Sin embargo, este oasis se revela pronto como un espejismo, pues Mercedes, en conciliábulo con el tío Pancho, empezará a mover los hilos para que María Eugenia se case con Gabriel Olmedo, un joven médico y libre pensador. Esta parte de la trama marca el comienzo del descenso de las aspiraciones de libertad de María Eugenia, la progresiva mutilación de sus alas. En principio, Gabriel Olmedo solo le interesa como estímulo a su propia vanidad, como público selecto del espectáculo de su coquetería. Sin embargo, una discusión familiar hará estallar la burbuja fantasiosa en la que ha vivido desde su regreso. La Abuelita es quien, después de reprocharle su amistad con Mercedes Galindo, le dice: «Y en cuanto a Gabriel Olmedo, ese necio, ese petulante […]. No se casará nunca contigo, no; no es hombre que se casa con nadie, y mucho menos con una mujer tan pobre como eres tú… Si acaso, después de divertirse un tiempo se burlará de ti: ¡ya lo verás!».
El recordatorio de su pobreza llevará a María Eugenia a ver con buenos ojos a Gabriel Olmedo y a entusiasmarse con el futuro que le dibuja Mercedes Galindo con sus artes de celestina. Este convencimiento, paradójicamente, se reforzará en una de las escenas más conmovedoras de la novela, cuando la apariencia de felicidad de Mercedes se resquebraja y esta le revela el martirio de su vida de casada. En su desgarrada confesión están algunas de las imágenes más duraderas, lúcidas y valientes, de esta obra. Frases que apuntan al horror y al misterio de esa especie de vocación de servidumbre que atenazaba a las mujeres a los maridos:
«no sé si es la fuerza de la costumbre, como decías tú antes, si es miedo, si es debilidad, si es sumisión de esclava, o si es compasión… Yo creo que será compasión, pero no lo sé bien. Hay algo, María Eugenia, que amarra mucho más que el mismo amor, y es el saber que somos indispensables a la vida de otro, como la madre es indispensable a la vida del hijo que no ha nacido todavía. ¡La conciencia de sabernos indispensables nos lleva hasta el heroísmo de dar poco a poco nuestra existencia toda, sin dejar nada de ella para nosotras mismas!».

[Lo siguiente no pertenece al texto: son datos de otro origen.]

PR #3001, opened 2019-11-29
Support defaultDisplay on metadata groups

matthias-ronge:
The `defaultDisplay` attribute on metadata groups was not supported by the front-end. This is hereby fixed.

### DIFF
--- a/Goobi/src/de/sub/goobi/metadaten/Metadaten.java
+++ b/Goobi/src/de/sub/goobi/metadaten/Metadaten.java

Tanto el reproche de la Abuelita como la confesión de Mercedes serán como oráculos que predecirán el destino de María Eugenia. Gabriel Olmedo terminará casándose con otra mujer, y el novio con el que finalmente María Eugenia va a contraer matrimonio, César Leal, da muestras suficientes de ser un sojuzgador de la misma calaña que Alberto, el marido de Mercedes. Al final, faltando pocas semanas para que se consume el matrimonio, Olmedo reaparece para resarcir la incumplida promesa de amor y le pide a María Eugenia que se fugen juntos. Esos hombres son las dos opciones que le plantea la vida. Existe un drama en la elección, por supuesto, pero lo que desconcierta es ver cómo María Eugenia, a lo largo de la novela, parece caminar hacia el cadalso de una u otra celda, de uno u otro hombre, oscilando entre el llanto y la voluptuosidad. Una coquetería menguante pasa a ser el único rasgo que permite identificar a la María Eugenia de la primera parte con la María Eugenia del final de la novela. Ella misma es consciente de lo indescifrable de sus motivos, eso que llama «el enigma obsesionante de mí misma». Quizás lo que hace de María Eugenia Alonso un personaje fascinante es que en ella la coquetería es abnegación. Es esa «simultaneidad del sí y del no» que es, para George Simmel, la fórmula de la coquetería. Fuerza entrañable de caos, terrorismo grácil de lo femenino, llamado a establecer al final de los tiempos el reino de la cordial confusión.